= Beginning of Section =

PR #634, opened 2025-12-11
Add rules to compile standalone Rust files and Rust crates

xdoardo:
The examples work locally (removed in [6903d8a](https://github.com/CHERIoT-Platform/cheriot-rtos/pull/634/commits/6903d8a9265977e4f14c8a25d8a8b8774755a76a) to make CI pass), but can't currently be reproduced in CI due to, of course, cheri-enabled `rustc` (and `cargo` I suppose) missing from the devcontainer.

This PR adds two new xmake rules to the RTOS: the first is to build standalone Rust files, and the other is to build Rust crates.

#### Adding standalone Rust files
Should be pretty straightforward. From the example: 

```lua
compartment("hello")
	add_files("rust.rs")
	...
```
Running `xmake config --rc=<path to CHERIoT-enabled rustc> --sdk=...` will check that the given `rustc` supports the CHERIoT target. Internally, the rule builds the standalone file as a static library and adds it to the list of objectfiles for the target.

#### Adding Rust crates
Still straightforward, needs a bit of a trick:
```lua
compartment("run_rust"
	add_files("./hello_world/Cargo.toml", { sourcekind = "cheriot_rust_crate" })
	-- Setting the sourcekind is necessary so that rules for toml files aren't taken into account.
```
Running `xmake config --rc=<path to CHERIoT-enabled rustc> --sdk=...` will check that the given `rustc` supports the CHERIoT target and that `cargo` is available. The `cargo` binary installed on the system is not required to be "cheri-aware"; it can also be the default from a package manager, since it then uses the `rustc` given with the `rc` flag. 

This rule requires, however, that the static library lib-type for the crate is set in the `Cargo.toml`, and is not passed as a flag to `rustc` (because that would otherwise build also every dependency as a static library, which is not what we want).

### DIFF
--- a/sdk/xmake.lua
+++ b/sdk/xmake.lua
@@ -228,6 +228,13 @@ toolchain("cheriot-clang", function ()
 		self:add("cxflags", default_clang_flags)
 		-- Assembly flags
 		self:add("asflags", default_clang_flags)
+
+		-- Rust flags
+		local default_rc_flags = {
+			"--target=" .. target,
+			"-Ctarget-cpu=" .. cpu,
+		}
+		self:add("rcflags", default_rc_flags)
 	end)
 end)
 
@@ -309,6 +316,8 @@ end)
 -- Common rules for any CHERIoT component (library or compartment)
 rule("cheriot.component")
 	add_deps("cheriot.toolchain")
+
+	add_deps("cheriot.rust", "cheriot.rust.crate")
 
 	-- Set some default config values for all cheriot components.
 	on_load(function (target)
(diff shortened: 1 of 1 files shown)


sdk/xmake.lua
```diff
@@ -1268,5 +1268,228 @@ function compartment(name)
...
+	set_extensions(".rs")
+	on_config(function(target)
+		local rc = target:compiler("rc")
+		local outdata, errdata = os.iorunv(rc:program(), { "--print=target-list" })
+		assert(not errdata or errdata == "", "failed to run `" .. rc:program() .. " --print=target-list':\n" .. errdata)
+
+		local cheriot_target = "riscv32cheriot-unknown-cheriotrtos"
+		local cheriot_target_needle = string.gsub(cheriot_target, "%-", "%%-")
+		local result = string.match(outdata:trim(), cheriot_target_needle)
+
```
davidchisnall: This looks like something that should live in a toolchain definition, not a build rule?

sdk/xmake.lua
```diff
@@ -1268,5 +1268,228 @@ function compartment(name)
...
+		-- path/to/rust.rs -> libpath_to_rust
+		local libname = "lib" .. string.gsub(sourcefile:sub(1, #sourcefile - 3), "//", "_")
+		local targetfile = target:objectfile(libname)
+		-- <buildir>/libpath_to_rust.o -> <buildir>/libpath_to_rust.a
+		local targetfile = targetfile:sub(1, #targetfile - 1) .. "a"
+		table.insert(target:objectfiles(), targetfile)
+
+		local compinst = compiler.load("rc", { target = target })
+		local compflags = compinst:compflags({ target = target })
```
davidchisnall, line 1551: We probably also need to add the flags for RISC-V extensions to the build flags, or we'll end up always targeting the minimum CHERIoT target for Rust.

sdk/xmake.lua
xdoardo: [a89a88a](https://github.com/CHERIoT-Platform/cheriot-rtos/pull/634/commits/a89a88a9bfd8f87d7c0d42bb6d507deb25020606) adds the `--target=riscv32cheriot-unknown-cheriotrtos` flag to the `rcflags` directly in the toolchain definition.

This is because [74c979b](https://github.com/CHERIoT-Platform/cheriot-rtos/pull/634/commits/74c979bf303e920cfc18a54a4cf0df563b176212) removes the `on_config` callbacks for the rust rules which, when added by default, were executed multiple times (thus checking that rustc works as we want multiple times).

Now, instead, the compilation will fail if `rc` isn't set or `cargo` isn't found.

sdk/xmake.lua
xdoardo: [6e9d6f1](https://github.com/CHERIoT-Platform/cheriot-rtos/pull/634/commits/6e9d6f15b65c65ff7fa2b67d382b8705e468b929) attempts to do that. I am not sure it covers all the board-flag configurations.

sdk/xmake.lua
```diff
@@ -1731,5 +1735,184 @@ function compartment(name)
 		add_deps("cheriot.board.interrupts")
 end
 
-includes("lib/")
+-- Helper to synthesize cpu-specific Rust flags for the given board.
+local rust_flags_for_board = function(board)
+	if board:match("sonata") or board:match("ibex") then
+		return { "+b" }
+	end
```
davidchisnall: This should come from the board description file, we shouldn't ever match on the board name here.  This will break for any derived board file.

xdoardo: [250aeb4](https://github.com/CHERIoT-Platform/cheriot-rtos/pull/634/commits/250aeb4fd16a3e2bf019efb49111e0ae5e4df384)

sdk/xmake.lua
```diff
@@ -1512,5 +1521,169 @@ function compartment(name)
...
+
+		io.flush()
+
+		dependinfo.files = {}
+		local flags = table.join("--crate-type=staticlib", compflags, "-o", targetfile, sourcefile)
+		if is_mode("release") then
+			table.insert(flags, "-Copt-level=z")
+		else
+			table.insert(flags, "-Copt-level=0")
+		end
```
nwf: FWIW, for C/C++, we almost always build `-Oz`, regardless of release/debug mode.  The loader C++ gets built `-O1` to be a little easier to follow in tracing and is deleted after it's done, so the code size matters less.

sdk/xmake.lua
```diff
@@ -1512,5 +1521,169 @@ function compartment(name)
...
 end
 
-includes("lib/")
+-- Rules for standalone Rust source files.
+-- Note that to make the implementation of this rule not too complex single source files are compiled to static libraries,
+-- which will also contain the the parts of Rust's standard library that CHERIoT supports.
+--
+-- It expects the user to pass a CHERIoT-enabled `rustc` with the `--rc` flag to `xmake config`.
+rule("cheriot.rust", function()
+	set_extensions(".rs")
```
nwf, line 1530: xmake question: given the `set_extensions` here, do we need this rule to be a dependency of the `cheriot.rust` rule or will it just get picked up by default?

sdk/xmake.lua
```diff
@@ -1512,5 +1521,169 @@ function compartment(name)
...
+		assert(errdata == nil or errdata == "" or errdata:match("Finished") or (not errdata:match("error")),
+			"failed to compile  " .. sourcefile .. ":\n" .. errdata)
+
+		dependinfo.values = depvalues
+		table.insert(dependinfo.files, sourcefile)
+		depend.save(dependinfo, dependfile)
+	end)
+end)
+
+-- Hack to override the default rule for Rust, which is not sensible for our use-case.
```
nwf, line 1579: This is _probably_ fine, but does it make the (purely hypothetical) case of users building a rust program on the host at the same time as they build a firmware?  (Say, a rust program to generate something used in the firmware build.)

sdk/xmake.lua
```diff
@@ -1512,5 +1521,169 @@ function compartment(name)
 		add_deps("cheriot.board.interrupts")
 end
 
-includes("lib/")
+-- Rules for standalone Rust source files.
+-- Note that to make the implementation of this rule not too complex single source files are compiled to static libraries,
+-- which will also contain the the parts of Rust's standard library that CHERIoT supports.
+--
+-- It expects the user to pass a CHERIoT-enabled `rustc` with the `--rc` flag to `xmake config`.
+rule("cheriot.rust", function()
```
nwf, line 1529: Forgive my ignorance, but what's in this rule that wouldn't happen if I used the default xmake rust language (https://github.com/xmake-io/xmake/blob/821545f6a78188e733b0abe84cdfcb6d07c9e082/xmake/languages/rust/xmake.lua) and a `target()` with `set_kind("static")`?

sdk/xmake.lua
xdoardo: f954034 removes those lines, and makes the script always use `-Oz` instead.

sdk/xmake.lua
xdoardo: If you mean the `cheriot.rust.crate` rule, then we don't want it to be a dependency because the rule for crates just calls `cargo` passing the correct `RUSTC` flag to it. Thus, `cargo` is the one that actually takes care of the `.rs` files and not `xmake`, technically.

sdk/xmake.lua
nwf: Having spent a day arguing with xmake and gotten nothing to show for it, I think the answer is "nothing good".  Apologies for the noise.

sdk/xmake.lua
xdoardo: It does, yes. But, then again, the normal Rust rule does things which I think aren't well thought out as the default rules for C might be. So I think that, at least for now, not using (or forcing the disuse of) the default Rust rule is our best chance to have something relatively understandable and maintainable.

nwf (approved):
I don't love it, but for reasons that are entirely `xmake`'s fault.  Given the mess that is `xmake` (and not just our use of `xmake`), I think this is probably the best we're going to get and it has the distinct advantage of working _now_.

= End of Section =

For the word "objectfiles", report how many lines of the records contain it; respond with the number only.

## Exercise answer
2